Collected data
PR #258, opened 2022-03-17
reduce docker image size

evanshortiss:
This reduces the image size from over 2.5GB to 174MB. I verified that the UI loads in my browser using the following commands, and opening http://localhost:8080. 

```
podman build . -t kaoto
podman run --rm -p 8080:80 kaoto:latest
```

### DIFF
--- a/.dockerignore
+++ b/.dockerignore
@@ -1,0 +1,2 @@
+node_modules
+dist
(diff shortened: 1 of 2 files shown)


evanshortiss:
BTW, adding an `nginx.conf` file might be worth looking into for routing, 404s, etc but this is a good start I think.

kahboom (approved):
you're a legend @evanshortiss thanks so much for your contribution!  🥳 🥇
---
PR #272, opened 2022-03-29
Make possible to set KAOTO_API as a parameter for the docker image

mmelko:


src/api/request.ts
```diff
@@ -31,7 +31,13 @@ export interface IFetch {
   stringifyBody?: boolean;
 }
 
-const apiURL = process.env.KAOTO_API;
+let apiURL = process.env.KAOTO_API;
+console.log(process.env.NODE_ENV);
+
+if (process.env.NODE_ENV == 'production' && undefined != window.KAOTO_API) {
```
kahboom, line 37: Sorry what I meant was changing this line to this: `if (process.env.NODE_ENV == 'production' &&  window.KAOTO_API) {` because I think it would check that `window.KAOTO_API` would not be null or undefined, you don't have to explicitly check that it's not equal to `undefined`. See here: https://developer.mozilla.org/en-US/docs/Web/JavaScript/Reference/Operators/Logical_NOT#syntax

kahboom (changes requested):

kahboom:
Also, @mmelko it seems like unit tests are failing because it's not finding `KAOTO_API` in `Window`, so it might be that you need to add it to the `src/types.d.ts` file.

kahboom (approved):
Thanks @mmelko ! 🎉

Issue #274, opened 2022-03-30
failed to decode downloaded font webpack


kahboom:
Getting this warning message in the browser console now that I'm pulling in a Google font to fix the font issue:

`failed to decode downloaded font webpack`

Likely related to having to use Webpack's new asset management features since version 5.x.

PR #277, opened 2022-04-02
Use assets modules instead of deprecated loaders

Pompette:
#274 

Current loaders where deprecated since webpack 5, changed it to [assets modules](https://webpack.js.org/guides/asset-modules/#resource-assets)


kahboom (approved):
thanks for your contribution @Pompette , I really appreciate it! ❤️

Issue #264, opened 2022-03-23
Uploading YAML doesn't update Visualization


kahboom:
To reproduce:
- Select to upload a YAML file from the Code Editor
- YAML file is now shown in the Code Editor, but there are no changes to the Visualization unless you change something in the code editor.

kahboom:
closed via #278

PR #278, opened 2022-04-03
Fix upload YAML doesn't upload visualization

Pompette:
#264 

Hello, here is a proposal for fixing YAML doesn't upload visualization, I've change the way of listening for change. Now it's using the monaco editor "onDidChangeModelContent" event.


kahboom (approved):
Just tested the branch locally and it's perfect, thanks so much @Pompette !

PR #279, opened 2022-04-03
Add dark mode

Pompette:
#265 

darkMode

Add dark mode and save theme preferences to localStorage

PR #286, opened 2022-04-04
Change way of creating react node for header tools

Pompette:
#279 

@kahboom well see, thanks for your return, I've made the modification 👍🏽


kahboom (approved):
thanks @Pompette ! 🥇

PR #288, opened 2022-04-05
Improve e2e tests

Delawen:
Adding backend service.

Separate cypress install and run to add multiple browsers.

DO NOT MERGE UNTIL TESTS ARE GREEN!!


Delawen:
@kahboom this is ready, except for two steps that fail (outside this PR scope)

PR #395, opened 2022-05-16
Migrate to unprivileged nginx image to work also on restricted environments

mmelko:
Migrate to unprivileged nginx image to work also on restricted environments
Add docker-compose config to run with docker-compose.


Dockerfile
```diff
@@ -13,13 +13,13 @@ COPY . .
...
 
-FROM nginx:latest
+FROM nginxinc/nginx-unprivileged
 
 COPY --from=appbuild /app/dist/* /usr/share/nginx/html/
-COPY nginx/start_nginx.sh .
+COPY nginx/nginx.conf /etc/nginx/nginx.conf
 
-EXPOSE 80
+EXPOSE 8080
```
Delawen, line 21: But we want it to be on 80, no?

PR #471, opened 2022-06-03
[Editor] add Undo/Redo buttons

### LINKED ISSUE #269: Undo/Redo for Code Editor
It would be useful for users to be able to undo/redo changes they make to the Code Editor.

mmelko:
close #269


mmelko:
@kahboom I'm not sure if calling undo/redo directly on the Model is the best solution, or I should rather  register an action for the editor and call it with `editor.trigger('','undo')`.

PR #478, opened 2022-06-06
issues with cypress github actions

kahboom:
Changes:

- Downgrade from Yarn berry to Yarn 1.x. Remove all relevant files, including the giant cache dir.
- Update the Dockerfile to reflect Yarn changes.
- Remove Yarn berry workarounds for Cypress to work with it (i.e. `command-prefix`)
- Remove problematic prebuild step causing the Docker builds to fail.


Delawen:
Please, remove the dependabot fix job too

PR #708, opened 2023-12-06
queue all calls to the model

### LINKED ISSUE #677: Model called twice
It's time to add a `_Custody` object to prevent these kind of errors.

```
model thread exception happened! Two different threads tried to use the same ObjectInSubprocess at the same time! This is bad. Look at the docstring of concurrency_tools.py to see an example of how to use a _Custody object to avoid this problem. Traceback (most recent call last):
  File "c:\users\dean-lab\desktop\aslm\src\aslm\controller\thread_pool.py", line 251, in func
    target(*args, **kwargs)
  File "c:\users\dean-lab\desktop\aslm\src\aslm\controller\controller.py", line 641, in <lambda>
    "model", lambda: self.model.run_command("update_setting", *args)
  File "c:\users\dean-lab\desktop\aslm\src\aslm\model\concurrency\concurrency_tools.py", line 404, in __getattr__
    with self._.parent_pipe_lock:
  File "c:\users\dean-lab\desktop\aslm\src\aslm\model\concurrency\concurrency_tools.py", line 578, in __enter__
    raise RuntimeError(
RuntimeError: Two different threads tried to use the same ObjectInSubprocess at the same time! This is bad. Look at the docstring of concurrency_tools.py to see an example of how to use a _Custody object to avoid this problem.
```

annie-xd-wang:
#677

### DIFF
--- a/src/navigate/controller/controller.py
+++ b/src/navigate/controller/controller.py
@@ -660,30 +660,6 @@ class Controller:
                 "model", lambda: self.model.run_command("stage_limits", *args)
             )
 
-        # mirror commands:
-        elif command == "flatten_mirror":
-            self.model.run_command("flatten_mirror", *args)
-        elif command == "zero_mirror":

- [Directions] Filter the entries above down to the lines that contain "COPY".

- [Result of the task]
@@ -13,13 +13,13 @@ COPY . .
 COPY --from=appbuild /app/dist/* /usr/share/nginx/html/
-COPY nginx/start_nginx.sh .
+COPY nginx/nginx.conf /etc/nginx/nginx.conf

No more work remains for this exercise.